Хозяин дома, мужчина плотного сложения с сединой в темных волосах, отложил счетную книгу. Взгляд его, обычно твердый и решительный, сейчас был устремлен в пустоту за дочерью.
— А как же нам, доченька, управиться с таким хозяйством? — ответил он, и в голосе его слышалась усталость, не физическая, а какая-то глубокая, душевная. — Крепки твои братья, сильны, и ты у меня не изнеженной выросла, работящей пчелкой. Но разве одними нашими руками поднять все? И другим людям кормиться надо, жить на что-то…
— Батя… — девушка обернулась, и в ее темных, как спелая смородина, глазах плескался немой страх. — Не страшит тебя, что кулаками нас обзовут? Жутко становится…
Отец встал, подошел к печи, будто ища в ее тепле утешения. Широкие плечи его слегка ссутулились.
— А ты не страшись, касатка. Где мы, а где те, истинные кулаки? — голос его пытался обрести уверенность, но тревожная нота прокрадывалась сквозь слова. — С чего бы вдруг? Не буржуи мы, не помещики. Землю свою потом поливаем.
— Дом большой, — прошептала она, обводя взглядом горницу с резными полками, где стояли фамильный сервиз и книги в кожаных переплетах. — Земли немало, скотина тучная…
— Ох, Мелания! — он качнул головой, и губы его дрогнули в подобии улыбки. — Честным трудом все нажито, капля за каплей. Вспомни, как с матушкой твоей, царствие ей небесное, каждый венец этого дома закладывали. Годами строили, мечтая о просторе да уюте для вас, для деток. Все здесь ее руками обставлено, ее душой согрето. Помнишь, как четыре года назад, когда крышу закончили, она кошку первую в сени запустила? Как радовались все! А что животину держим — сами растим, не ворованной славой живем. Землю бережем, как дитя малое, не сорняк на ней, а золотая пшеница колосится.
— Страшно все равно, отче. Сердце ноет, будто чуя беду.
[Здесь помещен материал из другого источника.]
PR #3445, opened 2023-08-28
fix download-metamath script for github changes

### LINKED ISSUE #3444: CI can't download symbols.tar.gz
Something appears to have changed which is breaking the master build: https://github.com/metamath/set.mm/actions/runs/6005609380/job/16288830886

I believe the issue is https://github.com/orgs/community/discussions/65227 .

digama0:
fixes #3444

### DIFF
--- a/scripts/download-metamath
+++ b/scripts/download-metamath
@@ -56,8 +56,9 @@ rm -f symbols.tar.bz2 symbols.tgz
 # website is generated from version controlled files, so we need to
 # get the symbols from our version controlled sources.
 # wget -N http://us.metamath.org/downloads/symbols.tar.bz2
+# (Github seems to require TLSv1_2 now, see #3444)
 
-wget -N -O symbols.tgz https://github.com/metamath/symbols/tarball/main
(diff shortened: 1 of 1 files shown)


benjub (approved):

benjub:
I think it's good, although I'm not sure if TLS 1.2 is "secure enough" or should be replaced with TLS 1.3.

jkingdon (approved):

jkingdon:
> I think it's good, although I'm not sure if TLS 1.2 is "secure enough" or should be replaced with TLS 1.3.

I guess `TLSv1_3` would make sense although `TLSv1_2` is clearly an improvement over the default.

I'm looking at https://github.com/orgs/community/discussions/65227#discussioncomment-6846944

jkingdon:
Seemed worth merging now to get things passing again.

david-a-wheeler:
I'm hoping in the long-term we can find a better solution - maybe changing the header to say "I'm not wget". But working is better than not-working.

PR #3446, opened 2023-08-30
Drop ax-13 from kmlem4

GinoGiotto:
This revision drops ax-13 from `kmlem5` and `kmlem11` as well.


tirix (approved):
LGTM

set.mm
```diff
@@ -98481,15 +98481,15 @@ our Axiom of Choice (in the form of ~ ac2 ).  The proof does not depend
...
-      elequ1 anbi12d elequ2 notbid imbi12d eldif simpr eluni notbii alnex con2b
-      spv wex imnan eldifsn necom anbi2i bitri imbi1i 3bitr3i albii sylib sylbi
-      3bitr2i syl11 ralrimiv disj sylibr ) CAFZBGZCGZHZIZDCFZJZDVKAGZVKKLZMZLZN
-      VTVLOPQVNVPDVTEAFZVKEGZHZIZDEFZJZRZESZVNVPDGZVTTZWGVNVPRECWBVLQZWDVNWFVPW
-      KWAVJWCVMECAUBWBVLVKUAUCWKWEVOECDUDUEUFUMWJDBFZWIVSTZJZIZWHWIVKVSUGWOWNWH
-      WLWNUHWNWEWBVRTZIZEUNZJWQJZESWHWMWREWIVRUIUJWQEUKWSWGEWEWPJRWPWFRWSWGWEWP
-      ULWEWPUOWPWDWFWPWAWBVKHZIWDWBVQVKUPWTWCWAWBVKUQURUSUTVAVBVEVCVDVFVGDVTVLV
-      HVI $.
+      ( vy vv wel cv wne wa wn csn cdif cuni wral cin c0 wceq wi wal wcel eleq1
+      weq neeq2 anbi12d eleq2 notbid imbi12d eldif simpr wex eluni notbii alnex
```
benjub, line 98485: ahhh, I don't know what to do. elequ1/2 are more elementary than eleq1/2, so it would be more natural to use them, but it looks like the minimizer does not like them.

wlammen:
The kmlem* series are all lemmas or subproofs of dfackm.  They have no reference outside this theorem.  Removing ax-13 from a lemma will only help, if you succeed in removing them from all in the end.  Otherwise you just end up having  a longer proof without a benefit.

EDIT: The recent change makes this proof simply shorter, so this is ok from my side as well.

set.mm
GinoGiotto: Now the upper case section is shorter than the original by one byte

GinoGiotto:
> The kmlem* series are all lemmas or subproofs of dfackm. They have no reference outside this theorem. Removing ax-13 from a lemma will only help, if you succeed in removing them from all in the end. Otherwise you just end up having a longer proof without a benefit.

If this aligns with the general sentiment, shouldn't this be updated in conventions?

icecream17 (approved):

set.mm
benjub: It is strange the minimize_with didn't catch that shortening...

GinoGiotto: No no, the minimizer caught it, I just forgot it.

PR #3675, opened 2023-12-03
Rename syl5eqss to eqsstrid

jkingdon:
This is in set.mm and iset.mm

As proposed in changes-set.txt.


benjub (approved):

jkingdon:
I realize this is a quick merge but that seems best to avoid conflicts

— Не терзай душу попусту, — вздохнул он, подходя и кладя тяжелую, трудовую руку на ее тонкое плечо. — Лучше позови ко мне Кондрата. Пусть зайдет.
Девушка, чье имя было Мелания, вышла на двор, где уже кипела жизнь. Воздух был пропитан запахом прелого сена, дыма и влажной земли. Она увидела его у колодца — молодого парня, наливавшего воду в тяжелое ведро. Кондрат. Работник, взятый в дом еще мальчишкой, сирота, воспитанный теткой, у которой своих ребят было полна изба. С пятнадцати лет он жил здесь, нашел приют и дело — страсть его к лошадям была известна всем, и хозяин, Петр Варфоломеевич, доверил ему конюшню. Парень был простоват, но руки у него были золотые, а в работе — надежен, как каменная гора.
— Кондрат, отец зовет.
— Иду, хозяйка! — крикнул он, торопливо ставя ведро.
Мелания поморщилась, легкая тень досады скользнула по ее лицу.
— Ты не холоп, чтобы меня хозяйкой величать. И я не барыня капризная. Имя у меня есть, данное при крещении.
— Виноват, Мелания Петровна, — смутился парень, потупив взгляд.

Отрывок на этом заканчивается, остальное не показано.